The general idea of the wall did that for me and adding a pathway in of some description added yet another division for plant 'C'
Plants A,B and C would all be carpeting plants then I could add some other little bits here and there like some Rotala Bonsai and buces.
I could also add a few smaller stones into the carpet to add a little more interest but these are just ideas in my head.
The wall might still make an appearance as I like the proposed look it gave to the aquarium looking at it without now.


----------



## obsessed (13 May 2019)

The wall has a lot of great detail and is made really well. I think the main thing to look at is the wall has to diminish or change in height  a bit more for agreater prospective.


----------



## Andrew Butler (13 May 2019)

obsessed said:


> The wall has a lot of great detail and is made really well. I think the main thing to look at is the wall has to diminish or change in height for  a bit more for greater prospective.


You've no need to say it's brilliant if you dont think so! Maybe I should have finished things and planted it before I posted the pictures to avoid any confusion about its final look. I'm more thinking about its start/end position and shape now.
Oh and a path that will be made from hardscape of one type or another which will require some experimentation.


----------



## obsessed (13 May 2019)

Andrew Butler said:


> You've no need to say it's brilliant if you dont think so!
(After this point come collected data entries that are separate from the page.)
PR #4187, opened 2026-08-16
fix(multipart): correctly handle boundary delimiter split across chunks

### LINKED ISSUE #3635: Report a rare case where multipart may fail to parse
We encountered an issue where an iOS client app uploads a large file using multipart requests. The file is split into 32MB chunks, and the client sends a series of multipart HTTP requests. Each request contains several form-data fields to transfer additional information to the server.

On the server side, we are using actix-web with the multipart extractor to handle these requests. However, during transmission, the multipart extractor occasionally fails to parse one of the form-data fields. This issue is rare and difficult to reproduce.

After capturing the traffic using a pcap file, we observed that in one instance, the multipart boundary sequence (--) was split across two TCP frames. It seems this caused the multipart extractor to fail during parsing.

If you want to review the content using Wireshark, rename boundary-problem.pcap.txt to boundary-problem.pcap.

Image

[boudnary-problem.pcap.txt](https://github.com/user-attachments/files/19956041/boudnary-problem.pcap.txt)

Sruhvx-jpg:
## PR Type

PR_TYPE

## PR Checklist

## Overview

Fix https://github.com/actix/actix-web/issues/3635

### DIFF
--- a/actix-multipart/CHANGES.md
+++ b/actix-multipart/CHANGES.md
@@ -2,7 +2,10 @@
 
 ## Unreleased
 
+- Fix multipart field parsing when boundary delimiter is split across payload chunks. [#3635]
 - Improve detail in some error messages.
+
+[#3635]: https://github.com/actix/actix-web/issues/3635
 
 ## 0.8.0
 
--- a/actix-multipart/src/field.rs
+++ b/actix-multipart/src/field.rs
@@ -302,7 +302,7 @@ impl InnerField {
         }
 
         // check boundary
-        if len > 4 && payload.buf[0] == b'\r' {
+        if len >= 4 && payload.buf[0] == b'\r' {
             let b_len = if payload.buf.starts_with(b"\r\n") && &payload.buf[2..4] == b"--" {
                 Some(4)
             } else if &payload.buf[1..3] == b"--" {
@@ -411,7 +411,8 @@ impl InnerField {
 
 #[cfg(test)]
 mod tests {
-    use futures_util::{stream, StreamExt as _};
+    use actix_http::h1;
+    use futures_util::{stream, FutureExt as _, StreamExt as _};
 
     use super::*;
     use crate::Multipart;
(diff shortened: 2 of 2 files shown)


robjtede (changes requested):
Thanks you for the contribution.

This PR does makes too many unnecessary changes to the parsing logic. It turns out a one line fix is sufficient to pass on all the new tests.

```diff
+++ b/actix-multipart/src/field.rs
@@ -302,7 +302,7 @@ impl InnerField {
         // check boundary
-        if len > 4 && payload.buf[0] == b'\r' {
+        if len >= 4 && payload.buf[0] == b'\r' {
```

robjtede:
I'd also say the new tests are quite repetitive. A single new test would suffice:

<details>
<summary>Proposed Test</summary>

```rust
#[actix_rt::test]
async fn boundary_marker_split_across_chunks() {
    let (body, headers) = create_double_request_with_header();
    let boundary_start = memchr::memmem::find_iter(&body, b"\r\n--")
        .nth(1)
        .expect("body should contain a boundary between its fields");
    let boundary_marker_end = boundary_start + 4;

    let (mut tx, rx) = h1::Payload::create(false);
    tx.feed_data(body.slice(..boundary_start));
    tx.feed_data(body.slice(boundary_start..boundary_marker_end));

    let mut multipart = Multipart::new(&headers, rx);

    let mut field = multipart
        .next()
        .await
        .expect("multipart should have two fields")
        .expect("multipart body should be well formatted");
    assert_eq!(field.next().await.unwrap().unwrap(), "one+one+one");
    let next = field.next().now_or_never();
    assert!(
        next.is_none(),
        "partial boundary marker should not be emitted as field data: {next:?}",
    );

    tx.feed_data(body.slice(boundary_marker_end..));
    assert!(field.next().await.is_none());
    drop(field);

    let field = multipart
        .next()
        .await
        .expect("multipart should have two fields")
        .expect("multipart body should be well formatted")
        .bytes(usize::MAX)
        .await
        .expect("field data should not be size limited")
        .expect("reading field data should not error");
    assert_eq!(field, "two+two+two");
}
```

</details>

Sruhvx-jpg:
Thanks for the review and the pointer on `len >= 4`!

Regarding the parsing logic, are you okay with the pattern matching code style, or would you prefer reverting to the standard `if-else` block with just the `len >= 4` change?

Also, for the tests, I took your proposed `boundary_marker_split_across_chunks` test and parameterized the split offset in a loop (from 1 byte up to the full boundary length). That way, a single test covers splits across `\r`, `\r\n`, `\r\n-`, `\r\n--`, and through the boundary string itself, while keeping the `.now_or_never()` check on each iteration.

robjtede:
I usually prefer minimal diffs. This is primarily a fix which can be released quickly. We can discuss the benefits of refactors separately if that's okay 🙂

Sruhvx-jpg:
I will take this as flag to remove the pattern matching code block and replace it with the standard if else block

robjtede (approved):

PR #4191, opened 2026-08-17
refactor: centralize actix-http test service

robjtede:
## Summary

- Move the HTTP/1 dispatcher test `ok_service` helper into `actix_http::test::services`.
- Keep the service module crate-internal and test-only.
- Leave `actix-web` unchanged.

## Validation

- `cargo +nightly fmt --all -- --check`
- `cargo clippy -p actix-http --all-targets --all-features`
- `cargo test -p actix-http --lib --all-features` (216 passed, 1 ignored)


robjtede:
Superseded by #4192, which is rebased onto current main.

PR #4198, opened 2026-08-18
refactor(files)!: remove experimental io-uring support

robjtede:
## Summary

- Remove the semver-exempt `actix-files/experimental-io-uring` feature and its implementation.
- Remove `NamedFile::open_async`; callers must use `NamedFile::open` without `.await`.
- Remove the tokio-uring reader and unsafe raw-FD metadata bridge.
- Remove the direct tokio-uring and actix-server dependencies from `actix-files`.
- Remove the dedicated Actix Files io-uring CI job.
- Keep the separate Actix Web server-level io-uring feature unchanged.

## Breaking change

Removing `NamedFile::open_async` is a public API break. This PR is labeled `B-semver-major` and targets the next major Actix Files release (`0.7`).

## Rationale

The focused diagnosis in #4195 localized the Linux allocator failures to cancellation of the io-uring file-read path. This is an alternative to #4197: remove the experimental Actix Files integration and its async-open API instead of retaining the implementation and avoiding reads for HEAD requests.

The standard file implementation already opened files synchronously when the experimental feature was disabled. Internal callers now use that API directly. No futures executor is added.

## Validation

- `cargo +nightly fmt --all -- --check`
- `git diff --check`
- `cargo clippy --locked -p actix-files --all-targets --all-features` (passes with existing warnings in other crates)
- `cargo test --locked -p actix-files --all-features`
- `cargo +nightly test --locked --doc -p actix-web`
- `cargo package --locked --allow-dirty -p actix-files`

The previous head passed Linux stable and MSRV CI. The amended head will rerun those checks. `cargo-semver-checks` is expected to report the removed feature and method as a major change; that result matches the PR classification.

### DIFF
--- a/.github/workflows/ci.yml
+++ b/.github/workflows/ci.yml
@@ -93,24 +93,6 @@ jobs:
         if: matrix.version.name == 'stable' && matrix.target.os == 'ubuntu-latest'
         uses: EmbarkStudios/cargo-deny-action@3c6349835b2b7b196a839186cb8b78e02f7b5f25 # v2.1.1
 
-  io-uring:
-    name: io-uring tests
-    runs-on: ubuntu-latest
-    steps:
-      - uses: actions/checkout@3d3c42e5aac5ba805825da76410c181273ba90b1 # v7.0.1
-        with:
-          persist-credentials: false
-
-      - name: Install Rust
-        uses: actions-rust-lang/setup-rust-toolchain@166cdcfd11aee3cb47222f9ddb555ce30ddb9659 # v1.17.0
-        with:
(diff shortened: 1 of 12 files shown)


robjtede:
@JohnTitor Curious on your thoughts about this. I'm tempted to just strip out all experimental io-uring stuff anyway. Tokio proper seems to be making progress on integration these days. IMO this is causing us too many CI failures and not carrying its weight vs. the maintenance burden.

I prefer this over https://github.com/actix/actix-web/pull/4197 anyway.

JohnTitor (approved):
+1 for removing 👍

PR #4211, opened 2026-08-31
refactor(multipart): use pattern matching on boundary length and EOF state in field polling

Sruhvx-jpg:
## PR Type
Refactor

## PR Checklist

## Overview
Refactors boundary delimiter resolution into a 2D `match (len >= b_size, payload.eof)` pattern match, making the state transitions (full boundary vs. pending stream vs. EOF fallback) explicit and idiomatic compared to nested `if-else` branches (existing test suite already covers all delimiter chunk-split scenarios).

### DIFF
--- a/actix-multipart/src/field.rs
+++ b/actix-multipart/src/field.rs
@@ -313,11 +313,18 @@ impl InnerField {
 
             if let Some(b_len) = b_len {
                 let b_size = boundary.len() + b_len;
-                if len < b_size {
-                    return Poll::Pending;
-                } else if &payload.buf[b_len..b_size] == boundary.as_bytes() {
-                    // found boundary
-                    return Poll::Ready(None);
+                let available = len - b_len;
+                let check_len = cmp::min(available, boundary.len());
+
+                if payload.buf[b_len..b_len + check_len] == boundary.as_bytes()[..check_len] {
+                    match (len >= b_size, payload.eof) {
+                        // full boundary delimiter found
+                        (true, _) => return Poll::Ready(None),
+                        // partial boundary prefix with stream still open; wait for more chunks
+                        (false, false) => return Poll::Pending,
+                        // partial match at EOF is not a boundary; fall through to yield as payload data
+                        (false, true) => {}
+                    }
                 }
             }
         }


Sruhvx-jpg:
hey @robjtede, can u please merge this so can move one of my pr's from draft :)

robjtede:
@Sruhvx-jpg they all target main so no reason this has to go first imo

there's a subtle behavior change introduced by this, it isn't a strict refactor so i'm deciding what to do with it

Sruhvx-jpg:
@robjtede  now that i take a look again at it, i just realized that i wasn returning any Error::incomplete like earlier code did. Well i tried finding something wrong in it, but nor am i as good as u nor do i have a good agent. Maybe the AGI ( astra ) will find something 1 in 67 trillion condtition

robjtede:
The new `Incomplete` return is a fix for another issue I made today. This PR already had a subtle behavior change around its EOF handling.

robjtede:
With #4255 merged, matching partial boundaries at EOF now return `Incomplete` on both main and this branch. The earlier EOF concern is resolved.

There is still a behavior change for a short candidate that already mismatches the boundary. With boundary `abc` and buffered `\r\n--ax`, main waits while the stream is open (or returns `Incomplete` at EOF), whereas this branch yields those bytes as data (then reports `Incomplete` if the message ends). Releasing a known mismatch makes sense, but this is more than a refactor. Could you add a regression test for this behavior, including the EOF case?

<details>
<summary>Test sketch: a known mismatch should be yielded without waiting for more input</summary>

This could go in `field.rs`'s existing test module. It should fail on main because `next` is `None` (`Pending`), and pass on this branch. Keep the payload open until after the data assertion so later bytes cannot hide the difference. This is a sketch, not an executed test.

```rust
#[test]
fn mismatching_boundary_prefix_is_yielded_without_more_input() {
    let mut headers = HeaderMap::new();
    headers.insert(
        header::CONTENT_TYPE,
        header::HeaderValue::from_static("multipart/form-data; boundary=abc"),
    );

    let (mut tx, rx) = h1::Payload::create(false);
    tx.feed_data(Bytes::from_static(
        b"--abc\r\nContent-Disposition: form-data; name=\"field\"\r\n\r\n\r\n--ax",
    ));

    let mut multipart = Multipart::new(&headers, rx);
    let mut field = multipart
        .next()
        .now_or_never()
        .expect("field headers should be ready")
        .expect("multipart should contain a field")
        .expect("field headers should be valid");

    let next = field.next().now_or_never();
    assert!(
        matches!(&next, Some(Some(Ok(bytes))) if bytes.as_ref() == b"\r\n--ax"),
        "a mismatching boundary prefix should be yielded without more input: {next:?}",
    );

    tx.feed_eof();

    let next = field.next().now_or_never();
    assert!(
        matches!(next, Some(Some(Err(crate::error::Error::Incomplete)))),
        "EOF without a closing boundary should report an incomplete message: {next:?}",
    );
}
```

A companion case should make EOF known before the mismatch is parsed and assert that the bytes are yielded before `Incomplete`.

</details>

Sruhvx-jpg:
@robjtede Aight done - made it with   '_Make No Mistake_'  Ultramoderne  prompt ingénierie

Thanks for the guidance! Now back to Yaoi Time

Screenshot From 2026-09-17 19-38-19

robjtede (approved):

Issue #55, opened 2020-01-10
Automatic binning


MuellerSeb:
This is just a note, so we don't forget and can talk about it:

My proposal for default bining:

- number of bins calculated by either:
  - (a) Sturges rule:

        n_bins = 2 * np.log2(n_points) + 1

  - (b) Rice rule:

        n_bins = np.power(n_points, 2 / 3)

- maximal bin edge as a third of the box diameter:

      diam = np.sqrt((x.max - x.min)**2 + (y.max - y.min)**2 + (z.max - z.min)**2)
      bin_max = diam / 3

- resulting bin sizes (quadratic growth):

      bins = np.linspace(0, bin_max**(1/2), n_bins)**2

Example: 30 points with ``diam = 900`` and Struges rule:

    bins = np.linspace(0, (900/3)**0.5, int(np.around(2*np.log2(30) + 1))) ** 2
    array([  0.,   3.,  12.,  27.,  48.,  75., 108., 147., 192., 243., 300.])

banesullivan:
@MuellerSeb, what is the `d` in 

```
diam = ((x.max - x.min)**d + (y.max - y.min)**d + (z.max - z.min)**d)**(1/d)
```

MuellerSeb:
The dimension... sorry

MuellerSeb:
It should be contantly 2, since it is the euclidean norm.. I just mixed it up with the d-norm. 

Comment was updated.

banesullivan:
@MuellerSeb, I did this for the example on #36 and it has really great results. The variogram doesn't look all that pretty, but the results were compelling.

I will make a PR with this now

MuellerSeb:
Thanks for your PR. @LSchueler is working on this at the moment, so I have closed your PR in favor of the re-written routines.

But it is good to hear, that the scheme was working for you! That means we are on the right way.

MuellerSeb:
@LSchueler: It would be nice to get some information on the variance within each bin during the variogram estimation. One could use a sequential update during the estimation, so we don't consume memory:

![mean](https://wikimedia.org/api/rest_v1/media/math/render/svg/72192362c590b89684309e78f6644ab0864f8d1b)
![var](https://wikimedia.org/api/rest_v1/media/math/render/svg/a07187029f774ee0da058f3b6ab6e5d3e7131df4)

We could later use this variance as a target function to estimate anisotropy and rotation by minimizing it. Or we could use this as weights during the fitting of a variogram function.

[...]

PR #131, opened 2021-01-14
Automatic Binning

MuellerSeb:
Closes: #55 #36 

This PR adds a simple automatic binning routine `standard_bins` to the variogram submodule.
It returns an equal division from 0 to `max_dist` with `bin_no` as number of bins. The following rules are applied:
- if `max_dist` is not given, it is set to one third of the box diameter
- if `bin_no` is not given, it is determined by sturges' rule from the number of point combinations

You can now call `gs.vario_estimate` without passing `bin_edges`. In this case, the bin_edges will be determined as described above.


MuellerSeb:
@LSchueler ready for review. :blush:

examples/03_variogram/06_auto_bin_latlon.py
```diff
@@ -0,0 +1,76 @@
...
+ax = krige.plot()
+# plotting lat on y-axis and lon on x-axis
+ax.scatter(pos[1], pos[0], 50, c=field, edgecolors="k", label="input")
+ax.legend()
+
+###############################################################################
+# Looks good, doesn't it?
+#
+# This example shows, that setting up variogram estimation and kriging routines
+# is straight forward with GSTools. ;-)
```
LSchueler, line 76: Really nice example!

gstools/variogram/binning.py
```diff
@@ -0,0 +1,100 @@
...
+
+__all__ = ["standard_bins"]
+
+
+def _sturges(pnt_cnt):
+    return int(np.ceil(2 * np.log2(pnt_cnt) + 1))
+
+
+def _chordal_to_great_circle(dist):
+    return 2 * np.arcsin(np.minimum(np.maximum(np.divide(dist, 2), 0), 1))
```
LSchueler, line 30: I think this could be put into `gstools/tools`.

LSchueler (changes requested):
This is a really nice convenience addition!

What do you think of moving the `_chordal_to_great_circle` method to a more visible place and making it public?

Appart from that, I think we are ready to merge this PR.

LSchueler:
I fixes some typos, so don't forget to pull.

examples/03_variogram/06_auto_bin_latlon.py
MuellerSeb: :blush:

MuellerSeb:
Strange. It was merged, but this PR says it has conflicts and can't be merged. It felt like an internal GitHub Error when I clicked on "merge" and I had to reload the page. Hope nothing was broken.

I wouldn't, it is well made. Infact if was bigger a lot bigger you could see the detail and pop moss in between. Just ideas
I live very close to some amazing walls built by the Moroccan nation many moons ago.
It's all about the journey


----------



## Andrew Butler (13 May 2019)

obsessed said:


> I wouldn't, it is well made. Infact if was bigger a lot bigger you could see the detail and pop moss in between. Just ideas
> I live very close to some amazing walls built by the Moroccan nation many moons ago.
> It's all about the journey


If I started to make the wall any bigger then in my opinion it would be out of scale with the tree as I see it, I could make it taller but I don't see the need.
In the UK we have same massive trees that stay there years after they have died which is how I see this.
I imagine if you were to ask everyone in the UK to show a picture of what they see as a typical dry stone wall then there would be many different suggestions; especially by region.
There are many different types and styles within 30 minutes of my home. I would imagine your idea of a dry stone wall would differ very much from mine.
This wall has never set out to replicate any particular wall type but designed so that not only it is easy to build but also so that when you are sat 1.5m+ away it gives enough interest and to be honest neither the perp joints or courses in the slate are so noticeable but I have no real concern there either, it's only really when you get up close you begin to notice these things.
Also it's a planted aquarium not something intended to be an architectural model of a hillside scene although if it looks half good I'll be very happy.
Moss is something I'm looking to possibly avoid due to it taking over the tank, I've heard people having problems keeping it under control and I think I'll get enough algae on the wall to give it interest! 
There are places I know some of the smaller leafed Bucephalandra will happily nestle in the wall once the main carpet's grown in.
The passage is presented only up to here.